Ausgerechnet heute, am 13.3.2014, schreibt Haaretz im Beitrag der Redaktion, dass die Araber in Israel systematisch benachteiligt werden. Die öffentlichen Ausgaben für einen arabischen Bürger sind weniger als die Hälfte dessen, was man für einen jüdischen Bürger ausgibt. Die arabischen Gemeinden erheben 60% weniger Steuern, als jüdische Gemeinden, weil ihnen die Einnahme aus gewerblich genutzten Flächen fehlt, da die Regierung ihnen keine Gewerbeflächen genehmigt. Das ist nur ein Beispiel für Apartheid – es gibt noch viele weitere Beispiele, die man sehen kann, wenn man sehen will.

Eine Änderung zum Positiven kann im Nahostkonflikt erst dann erfolgen, wenn das Unrecht eingesehen worden ist, welches man dem palästinensischen Volk getan hat, wenn Leute wie Sie endlich einsehen und anerkennen, dass die Palästinenser anstelle der Deutschen den Preis für den jüdischen Holocaust bezahlt haben. Die Wiedergutmachung, die Deutschland bezahlt hat kann nicht wieder gut machen, dass das Lebensglück der Israelis dadurch erkauft wurde, dass ein anderes Volk, die Palästinenser, totunglücklich wurden. Und ich bin es leid mich mit Menschen auseinanderzusetzen, die niemals in Palästina waren und niemals mit Opfer und Täter gesprochen haben und ihr Wissen nur aus der überaus reichlich vorhandenen zionistischen Propaganda beziehen und das mit einer ziemlich verkorksten Ideologie vermischen, die zu nichts Gutem führt und nicht einmal lächerlich, sondern nur noch traurig ist.
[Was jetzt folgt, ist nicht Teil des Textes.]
PR #138, opened 2025-08-11
Add reader for surface meteorological forcing from S2S-3

gmao-qliu:
We need to read S2Sv3 output for offline forecast experiments. Since S2Sv3 doesn't output 3-hourly downward shortwave and longwave radiation, we could rename the land forcing variables in post-processing. Ideally, we would extend get_GEOS() to read both S2Sv3 Forecast and Analysis outputs.

Related PRs: 
[GEOSldas PR#831](https://github.com/GEOS-ESM/GEOSldas/pull/831)

Successfully 0-diff tested for standard Intel builds after 
- ff95e4eb728bed44c14a3bba56757d1638f0ba7d (14 Aug 2025) by @gmao-rreichle 
- fe7b77109647462688b72f4db6d970dce56e3944 (20 Aug 2025) by @gmao-rreichle

### DIFF
--- a/GEOSmetforce_GridComp/LDAS_Forcing.F90
+++ b/GEOSmetforce_GridComp/LDAS_Forcing.F90
@@ -3940,9 +3940,9 @@ contains
              ! special S2S3 FCST case: must skip j==1 at S2S3 FCST initialization time because (monthly) file
              !                         exists but does not contain data for "date_time_bkwd"
              
-             write (S2S3_init_YYYYMMDD(1:4),'(i4.4)') date_time_tmp%year
-             write (S2S3_init_YYYYMMDD(5:6),'(i2.2)') date_time_tmp%month
-             write (S2S3_init_YYYYMMDD(7:8),'(i2.2)') date_time_tmp%day
+             read (S2S3_init_YYYYMMDD(1:4),'(i4.4)') date_time_tmp%year
+             read (S2S3_init_YYYYMMDD(5:6),'(i2.2)') date_time_tmp%month
+             read (S2S3_init_YYYYMMDD(7:8),'(i2.2)') date_time_tmp%day
              
              date_time_tmp%hour = 0
              date_time_tmp%min  = 0
--- a/GEOSmetforce_GridComp/LDAS_Forcing.F90
+++ b/GEOSmetforce_GridComp/LDAS_Forcing.F90
@@ -35,6 +35,7 @@ module LDAS_ForceMod
   use LDAS_DateTimeMod,                 ONLY:     &
        date_time_type,                            &
        augment_date_time,                         &
+       datetime_eq_refdatetime,                   &
        datetime_lt_refdatetime,                   &
        datetime_le_refdatetime,                   &
        is_leap_year,                              &
--- a/GEOSmetforce_GridComp/LDAS_Forcing.F90
+++ b/GEOSmetforce_GridComp/LDAS_Forcing.F90
@@ -3939,9 +3939,9 @@ contains
              ! special S2S3 FCST case: must skip j==1 at S2S3 FCST initialization time because (monthly) file
              !                         exists but does not contain data for "date_time_bkwd"
              
-             write (YYYYMMDD(1:4),'(i4.4)') date_time_tmp%year
-             write (YYYYMMDD(5:6),'(i2.2)') date_time_tmp%month
-             write (YYYYMMDD(7:8),'(i2.2)') date_time_tmp%day
+             write (S2S3_init_YYYYMMDD(1:4),'(i4.4)') date_time_tmp%year
+             write (S2S3_init_YYYYMMDD(5:6),'(i2.2)') date_time_tmp%month
+             write (S2S3_init_YYYYMMDD(7:8),'(i2.2)') date_time_tmp%day
              
              date_time_tmp%hour = 0
              date_time_tmp%min  = 0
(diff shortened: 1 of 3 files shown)


gmao-qliu:
@gmao-rreichle I updated the code. Please begin reviewing the changes. 

MET_TAG for S2Sv3  would be:
**GEOSS2S3FCST__ens?__YYYYMMDD**  for forecast forcing
and 
**GEOSS2S3AODAS**  for analysis forcing. AODAS forcing data will be stored in daily files under the usual GEOS directory structures (/diag/Y../M../)

GEOSmetforce_GridComp/LDAS_Forcing.F90
```diff
@@ -3890,8 +3969,9 @@ subroutine get_GEOS( date_time, force_dtstep, met_path, met_tag,             &
              single_time_in_file = .not. daily_met_files  ! MERRA-2 files are daily files
 
           end if
-          
-          if ( file_exists) then
+
+ 
+          if ( file_exists .and. (.not. is_S2S3_fcst) ) then      ! S2S3 FCST has monthly files
```
gmao-rreichle: @gmao-qliu :  I'm hoping this works, but I'm not 100% sure.  Could this be an issue for S2S3 AODAS forcing (at the very beginning of the AODAS product)?  Maybe `(.not. is_S2S3_fcst)` should be  `(.not. S2S3_file_specs)`??

gmao-rreichle (commented):
@gmao-qliu : I think I have something that should be close to working as desired.  Pls note the comment below.  We also still need to add documentation of the new reader in the GEOSldas repo: `doc/README.MetForcing_and_BCS.md`, see https://github.com/GEOS-ESM/GEOSldas/pull/831

PS: The revised implementation requires that the 'time_increment' (sp?) attribute is available in the nc4 file or otherwise finds its way into LDAS_GetVar().

GEOSmetforce_GridComp/LDAS_Forcing.F90
```diff
@@ -5539,6 +5635,8 @@ subroutine get_GEOS_forcing_filename(fname_full,file_exists, date_time, daily_fi
     character( 16) :: time_stamp
     character(  4) :: YYYY,  HHMM, day_dir
     character(  2) :: MM,    DD  
+    character(  8) :: S2S3_init_YYYYMMDD  ! S2S3 initial date, e.g. "20160101" 
+    character(  4) :: S2S3_ens_num        ! S2S3 ensemble member, e.g. "ens1"
```
gmao-rreichle: @gmao-qliu : For S2S3, is there a chance that there are more than 10 ensemble members with the same start date?  I forget how the "ensemble" is constructed.  I think a given month's ensemble is made up of forecasts that start on different days, with each start date having at most a few (<10) members.  If that's the case, we should be ok.  Just double-checking

gmao-qliu: The last start date of each month (i.e., approximately 1 in 6) has 10 ensemble members for longer forecasts, while the rest have 5 members. I think we should avoid this special case and stick with 5 members in all offline forecast experiments.

gmao-rreichle: For the experiments, we can avoid the 10-member case, but for the PR we need to change the "ensX" format to "ensXX".

GEOSmetforce_GridComp/LDAS_Forcing.F90
gmao-qliu: It doesn't work because when j = 2 for tmp_init, it will land in the "else" block and report an error. It should exit the loop, i.e., land in the "file_exists" block.

gmao-rreichle: @gmao-qliu : I pushed what I hope will fix this problem.  One important thing to keep in mind is that "tmp_init" refers to the initialization of the met forcing in LDAS, whereas the issue with the lack of "bkwd" forcing in S2S3 FCST data occurs only at the S2S3 FCST initialization time (S2S3_init_YYYYMMDD minus 3 hours).  The old "if" condition would have made the LDAS fail the stop/start regression test (because "tmp_init" would have triggered the "bkwd" --> "fwd" switch for every LDAS restart time (regardless of the S2S3 FCST initialization time).

GEOSmetforce_GridComp/LDAS_Forcing.F90
gmao-rreichle: @gmao-qliu:  For the case of 10 ens members on the last start date of the month, is the format of the file name substring:
1) "ens1", "ens2", ..., "ens9", "ens10"?  
2) "ens0", "ens1", ..., "ens8", "ens9"? 
3) "ens01", "ens02", ..., "ens09", "ens10"? 

I can only hope it's not case 1...

gmao-qliu: correction: the special case is 15 members not 10, and the format is case 1, i.e. "ens1", "ens2", ..."ens10", "ens11', ..

gmao-qliu:
> PS: The revised implementation requires that the 'time_increment' (sp?) attribute is available in the nc4 file or otherwise finds its way into LDAS_GetVar().

I tested this revision with "time_increment" attribute. It does work.

gmao-rreichle (approved):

Die Welt um Israel ändert sich täglich und auch Israel ändert sich, aber die blinden und tauben Freunde Israels wollen es nicht wahrhaben. Für sie ist Israel das ewige Opfer, auch wenn es längst schon Täter geworden ist.

Auch Sie scheinen zu jenen Leuten zu gehören, die besser zu wissen meinen, wovon Sie eigentlich nicht die geringste Ahnung haben. Sie geben zu, dass Ihnen eine „Kenntnis der Ausstellung fehlt“, gleichwohl maßen Sie sich an ein Urteil abzugeben, über die Ausstellung, über die Gruppen, die sie ausrichten wollen und nicht zuletzt über mich. Sie können sich vorstellen, dass ich nicht sehr amused bin darüber, dass Sie mich zum Kronzeugen für Antisemitismus machen und auch darüber, dass Sie den Palästina Forum ebenfalls in Ihre Antisemitismus Fantasien einbeziehen.

Sie beklagen sich, dass wir die Situation der „als Palästinenser/innen lebenden Menschen“ als Resultat der Politik des Staates Israel betrachten. Es wundert mich, warum Sie nicht in der Lage sind von Palästinenser/innen zu sprechen. Es sind demnach keine Palästinenser, sondern nur „als Palästinenser“ lebende Menschen. Das erinnert sehr an den berühmten Ausspruch der zionistischsten aller israelischen Ministerpräsidenten, Golda Meir, die behauptet hat: Ich kenne keine Palästinenser. Hier ist schon Ihre Sprache die Verräterin Ihrer Gedanken, als ob es in Wahrheit gar keine Palästinenser/innen gäbe und diese nur eine Erfindung der Antisemiten seien.

Ich beschäftige mich schon mein Leben lang mit dem Konflikt zwischen Araber und Israelis, ich bin in diesem Konflikt hineingeboren, und da ist es vielleicht möglich, dass mir entgangen ist, wer für die Situation der Palästinenser verantwortlich ist, obwohl mir in der Schule in Israel und später in der Armee sehr deutlich und gründlich beigebracht wurde, dass nur die Palästinenser allein schuldig sind, denn sie sind ja „freiwillig“ geflohen, während wir sie doch gebeten haben zu bleiben. Ich habe später erfahren, dass die Israelis für die Nakba und die Situation der Palästinenser verantwortlich sind. Sie aber wollen sagen, dass die Palästinenser selbst schuld sind, so wie Antisemiten uns weismachen wollen, dass die Juden selber verantwortlich für den Antisemitismus sind.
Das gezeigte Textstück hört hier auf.